Outside, Roxanne was ready with Ember’s red-and-white search and rescue vest. Buckling on the vest was the very first part of a training session. Not only was it essential for the dog to be easily identified in the field, the dog needed to get used to the vest so that it felt comfortable and natural and did not distract them. During rescues the vest might be worn for hours on end—sometimes even days. Strapping on the vest also sent a clear message to the dog that it was time to get to work, or in this case time to start training. Unfortunately, that message wasn’t clear to Ember. At least not yet. She was wagging and jumping up on Roxanne, who couldn’t get her to stay still long enough to fasten the buckles.
“Dogs are such dorks!” Juniper sniffed, gazing out the trailer window and squeezing the cat in her arms more tightly. “Not dignified like you, Twiggy.” Twig let out a sharp meow and wriggled weakly in resistance in spite of the compliment. He was used to being toted around by Juniper, but that didn’t mean he always liked it.
“Meeeooowwwww,” the big orange tabby protested.
“I agree, Twiggy,” Juniper replied, as if Twig had spoken perfect English. “You’re much smarter …” She leaned forward and cooed in his ear. “You could absolutely do a better job.”
Shelby watched Juniper flip the hair their mom kept braided in two long black plaits onto her back and smirked at the littlest Sterling. Leave it to Juniper to think she could train a cat for rescue! Being the youngest, she was constantly on the lookout for something that would make her stand out from her dog-obsessed family.
Outside, Roxanne was oblivious to the sisters in the trailer. She was all focus, and Ember was all play. “Ember, stay!” the trainer said firmly. She didn’t raise her voice—it never helped. Besides, Roxanne had already seen progress in the yellow Lab mix, and she knew from experience that training
was incremental and not always linear. Sometimes you made a little progress. Sometimes you slipped back. Sometimes you went sideways … the path was different for every dog. The most important thing was for the humans to be consistent. To help the dog anticipate. To help the dog trust both their handlers and their own instincts.
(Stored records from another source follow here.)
PR #68, opened 2018-03-30
Add additional tracking event when view changes.

bfalling:
When the view changes, a bookreader event fires which tracks download counts for the book. We'd also like to track view changes as a separate analytics "event". This PR adds the additional call.

### DIFF
--- a/BookReader/plugins/plugin.url.js
+++ b/BookReader/plugins/plugin.url.js
@@ -113,7 +113,7 @@ BookReader.prototype.updateLocationHash = function(skipAnalytics) {
                 kind: 'event',
                 ec: 'BookReader',
                 ea: 'UserChangedView',
-                el: location.pathname,
+                el: window.location.pathname,
                 cache_bust: Math.random()
             });
         }
--- a/BookReader/plugins/plugin.url.js
+++ b/BookReader/plugins/plugin.url.js
@@ -88,7 +88,7 @@ BookReader.prototype.updateLocationHash = function(skipAnalytics) {
     // Send analytics events if the location hash is changed (page flip or mode change),
     // which indicates that the user is actively reading the book. This will cause the
     // archive.org download count for this book to increment (via setting the `bookreader` value),
-    // and also send a tracking event (via settig the `kind` attribute to `event`).
+    // and also send a tracking event (via setting the `kind` attribute to `event`).
     // Note that users with Adblock Plus will not send data to analytics.archive.org
     if (!skipAnalytics && typeof(archive_analytics) != 'undefined') {
         if (this.oldLocationHash != newHash) {
--- a/BookReader/plugins/plugin.url.js
+++ b/BookReader/plugins/plugin.url.js
@@ -85,9 +85,10 @@ BookReader.prototype.updateLocationHash = function(skipAnalytics) {
         window.location.replace(newHash);
     }
 
-    // Send an analytics event if the location hash is changed (page flip or mode change),
+    // Send analytics events if the location hash is changed (page flip or mode change),
     // which indicates that the user is actively reading the book. This will cause the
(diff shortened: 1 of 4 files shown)


BookReader/plugins/plugin.url.js
```diff
@@ -85,9 +85,10 @@ BookReader.prototype.updateLocationHash = function(skipAnalytics) {
         window.location.replace(newHash);
     }
 
-    // Send an analytics event if the location hash is changed (page flip or mode change),
+    // Send analytics events if the location hash is changed (page flip or mode change),
     // which indicates that the user is actively reading the book. This will cause the
-    // archive.org download count for this book to increment.
+    // archive.org download count for this book to increment (via setting the `bookreader` value),
+    // and also send a tracking event (via settig the `kind` attribute to `event`).
```
evanminto: Blocker: Typo, "setting"

BookReader/plugins/plugin.url.js
```diff
@@ -104,7 +105,17 @@ BookReader.prototype.updateLocationHash = function(skipAnalytics) {
...
 
+            // Send bookreader ping
             archive_analytics.send_ping(values, null, 'augment_for_ao_site');
+
+            // Also send tracking event ping
+            archive_analytics.send_ping({
+                kind: 'event',
+                ec: 'BookReader',
+                ea: 'UserChangedView',
+                el: location.pathname,
```
rchrd2: Question: Do you want to be sending the path here? You could for example, send something like `this.pageIndex` (iirc).

Also, shouldn't it be `window.location.pathname` to be safe?

CHANGELOG.md
```diff
@@ -36,32 +39,32 @@ Version 3.0.0 is an effort to make BookReader more modular, extensible, and easi
...
 - Make BookReader easier to use, by adding `options` to the constructor, and adding new `options.data` option. The old way of overriding properties should still work, but it is deprecated. With `options.data`, all BookReader needs is the image URLs and dimensions. To have dynamic image URLs (eg for scaling), omit the URL from `options.data`, and include `options.getPageURI`.
-- Factor out extra features into plugins. See `plugins` directory. Example plugins include:  
-    - plugins.chapters.js - render chapter markers  
-    - plugins.search.js - add search ui, and callbacks  
-    - plugins.tts.js - add tts (read aloud) ui, sound library, and callbacks  
-    - plugins.url.js - automatically updates the browser url  
-    - plugins.resume.js - uses cookies to remember the current page  
-    - plugins.mobile_nav.js - adds responsive mobile nav to BookReader  
+- Factor out extra features into plugins. See `plugins` directory. Example plugins include:
+    - plugins.chapters.js - render chapter markers
```
rchrd2: It looks like your editor removed the trailing spaces. I believe the extra spaces are necessary for Markdown, but maybe not for github-flavored Markdown.

Given that this would probably keep happening to unsuspecting developers in the future, I guess we should just see what happens.

BookReader/plugins/plugin.url.js
bfalling: Fixed.

BookReader/plugins/plugin.url.js
bfalling: Sure. Fixed.

CHANGELOG.md
bfalling: Wow, TIL about Markdown's trailing 2 spaces indicating a <br> break. I can't help thinking what a dangerous, non-intuitive, and invisible bit of formatting that is!

In this case, they're being used after list items, so removing them doesn't seem to cause any problems.

rchrd2: I'm pretty sure it doesn't break because this is Github, but maybe I am mistaken. Either way, I am fine with this change.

Ember reminded Roxanne of Cascade, one of the many dogs her family had when she was a child. Like Ember, Cade had been feisty and energetic. And when it came to their pets, the Valentine family tended to be big on love and not so big on training … they never did get Cade to sit and stay. The messages were always mixed.
Roxanne sighed at the memory of her energetic and sometimes crazy-making dog and gazed down at young Ember. She wanted to get the Lab focused on tracking Forrest’s scent, but at the moment, Ember was only focused on licking Roxanne’s freckled cheek.
Roxanne tried not to laugh as she reminded Ember to sit. Dogs like Ember and Cade were the reason she became a trainer. She’d always adored dogs and their incredible, unbridled spirit. But when she was growing up, the unchecked chaos spirited dogs created in her house—which was already chaotic because there were five kids—was enough to drive anyone a little bonkers. Especially the dogs themselves. She’d discovered that, with very rare exceptions, dogs loved to be trained. It helped them to thrive, and to relax.
“Stay,” Roxanne repeated calmly but firmly. Ember stilled—a result of the weeks they’d been working. “Good stay,” Roxanne praised her, bending down to strap and buckle the vest at last. With the vest secured, she double-checked that the long lead coiled around her arm wasn’t tangled. She was standing next to a marked-off “scent pad”—a spot on the grass where Forrest had wiped his feet several times in order to deposit his particular smell. After just a few foot swipes, even with shoes on, the spot on the grass was super-loaded smell-wise, even for an untrained dog like Ember.